Therefore, the child must move over to keep a little
distance from what he has adopted “a priori”. Why? To return to the Christian
ferment which was laid in him, but it is a completely new level of
understanding and experience. As a teenager cannot gain autonomy, independence
and self-sufficiency, if he doesn`t break the "umbilical cord"
linking him with his parents, from whom he is absolutely dependent and so it is here - the child should be to push
off something. Therefore, it seems to me that a certain distancing of boys and
girls, ranging from 12-15 years, from the Church is understandable. And I would
not be afraid to say that sometimes it is even desirable - especially when a
young person "has stopped" on his spiritual path, when everything in his
religious life occurs "by custom", and not according to the dictates
of the heart. And if it happens to someone, it is not necessary to panic.

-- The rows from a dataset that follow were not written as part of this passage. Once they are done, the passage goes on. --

Issue #111, opened 2023-11-16
Log spammed with `Collision detected, waiting to send packet`


ptr727:
With the device tethered for programming, but not connected to the opener yet, the log gets spammed with thousands of `Collision detected, waiting to send packet` events, that result in the esphome dashboard becoming non-responsive.

Code is [here](https://github.com/ratgdo/esphome-ratgdo/blob/e36225cfcee9ae7bdb164afceb97d7e0b15634b0/components/ratgdo/ratgdo.cpp#L467)

Maybe some preamble is required to either prevent the high rate of logs or wait for input to be connected.

Using a ratgdo v2.5 with a D1 mini.

bdraco:
duplicate of https://github.com/ratgdo/esphome-ratgdo/issues/47

Its not designed to function without being connected to the GDO

PR #143, opened 2023-12-16
Detect "not connected to GDO" condition

mariusmuja:
After some time (5s) of TX line being in not ready state, change "collision detected" message to "not connected to GDO" when a packet is sent.

Also, no longer floods log with "collision detected" messages, fixing #111.


bdraco:
Tested for regressions only. I didn't try it not connected.

bdraco (approved):

bdraco:
Thanks @mariusmuja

Do you mean the withdrawal as a reinterpretation of
faith?
I'm talking about the distance from the Church not as
a decisive rejection of the life by
Christian commandments and to lapse into various kinds of mortal sins
and a destructive lifestyle. No way! I mean that the child must identify for
himself the measure and the shape of his relationship with the Church. And most
importantly, this relationship would remained by him. In addition, an
adolescent child is attracted by what is unknown for him, inexperienced and if
he has grown up in a church environment, the surrounding world will become for
him such a special interest and will be attractive. There are not so many people who have
immunity to life in the world from their childhood, to its delight sand charms.
In most cases, the child doesn`t have such immunity. Therefore, in my opinion,
there is nothing wrong that the meaning of the Church for him in this period
will be less than the importance of youth environment, music, new friends, some
fun, pastime, hobbies and so on. The main thing is that this significance would be kept.
Locksmith thanks to God
Many parents try to protect the child from
temptations, they do all from his childhood
that the mundane life was not interesting to him, that it disgusted him…

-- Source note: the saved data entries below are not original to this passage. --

PR #144, opened 2023-12-16
Drop an incomplete packet if the missing bytes are lost

mariusmuja:
Currently if a packet is only partially received for any reason (noise on the line, flaky mosfet, ...), the next packet will be missed as well. 

For example if only 18 out of 19 bytes of packet `A` are read, when packet `A+1` comes, the first byte (`0x55`) will complete packet `A` (which in turn will fail to decode) and the rest of the bytes of packet `A+1` will be discarded because it will be starting with `0x01 0x00`, not the expected `0x55 0x01 0x00` header.

This change drops a packet if some time passes (100ms) with the packet still incomplete (a packet should be received in ~20ms). It logs a warning when a packet is dropped, since it should not occur under normal operation.

### DIFF
--- a/components/ratgdo/ratgdo.cpp
+++ b/components/ratgdo/ratgdo.cpp
@@ -318,8 +318,7 @@ namespace ratgdo {
 
     void RATGDOComponent::print_packet(const WirePacket& packet) const
     {
-        ESP_LOGV(TAG, "Counter: %d Send code: [%02X%02X%02X%02X%02X%02X%02X%02X%02X%02X%02X%02X%02X%02X%02X%02X%02X%02X%02X]",
-            *this->rolling_code_counter,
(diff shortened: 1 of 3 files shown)


components/ratgdo/ratgdo.cpp
```diff
@@ -417,16 +419,28 @@ namespace ratgdo {
...
                     byte_count = 0;
+                    this->print_packet(rx_packet);
                     this->decode_packet(rx_packet);
                     return;
                 }
             }
+
+            if (millis() - last_read > 100) {
+                // if we have a partial packet and it's been over 100ms since last byte was read,
+                // the rest is not comming (a full packet should be received in ~20ms),
```
bdraco:
```suggestion
                // the rest is not coming (a full packet should be received in ~20ms),
```

bdraco:
Nice!

Testing this now

bdraco (approved):
Thanks @mariusmuja 

This makes a lot of sense as its inevitable that it will happen at some point. 👍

The experience that I have accumulated in respect of
the children of the priests, my friends, allows meto say the following: a
conscious effort to protect the child from social life, from secular values,
creating for him such a greenhouse, in which he would mature, would become strong, sturdy, stable
to the raging waves of the sinful, passionate world, doesn`t help and often
leads to the opposite results. More often the tougher some "worldly"
things were cut off, the greater the tendency to these things, thirst - I would
even say, some abnormal thirst - the man began to feel then. And he could not assuage
it, though, it would seem, hecould stop long ago - it broke him through and it carried him!
And vice versa. In those families of the priests,
where parents first of all were engaged in the comprehensive development of
their children with great responsibility- tried to give them a good education
and develop their musical skills, and artistic and athletic skills, their
intelligent abilities; where the children did not feel defective in comparison
with their classmates, and in some ways- even more advanced - because
everything was done with the utmost responsibility before God! – the teenagers
in these families didn`t draw away from the Church subsequently, and opened it
for themselves again, and then they
become priests and even monks and nuns. The period of youthful rebellion was
passing with minimal losses.
Why is it so? Does the high cultural level act as an
inoculation?
Yes, it's a kind of the inoculation. For example, it
is very difficult to meet the well-developed hearing of the child, graduated
from music school, with a cheap pop - for him it will be organically
unacceptable, because it is simply banal and vulgar. He is imbued with other
values, he has a developed taste. And such a manner, I think, can be extended
to the entire field of culture: what does the child read, what does he listen
to, what movies, plays, musicals does he see? The main thing the parents should
develop in their child is the taste for veritable, beautiful things and some
internal immunity to vulgar, unworthy things though they may seem promoted and
attractive. Of course, it is important to create the right cultural context of
life, filled with authentic values and correct
meaning: the so popular today
"omnivorous wish” is
categorically unacceptable. Then the right cultural values will
become determinate landmarks, such reference points, as they are both for a
believer and for a secular man.
In other words, the correct values are
laid not only strictly by the orthodox literature, Orthodox performances, the
orthodox movie, aren`t they?
It`s quite true. I would even say, the task is to
instill in children real values not with the church cover, and, above all, the
values outside of the Church, so that they could, being in the world, feel themselves confident and always know what
they can rely on.
Parents must create conditions for the child, which
are the most harmonious with his spiritual experience, psychological
characteristics and help him to develop these abilities as much as possible.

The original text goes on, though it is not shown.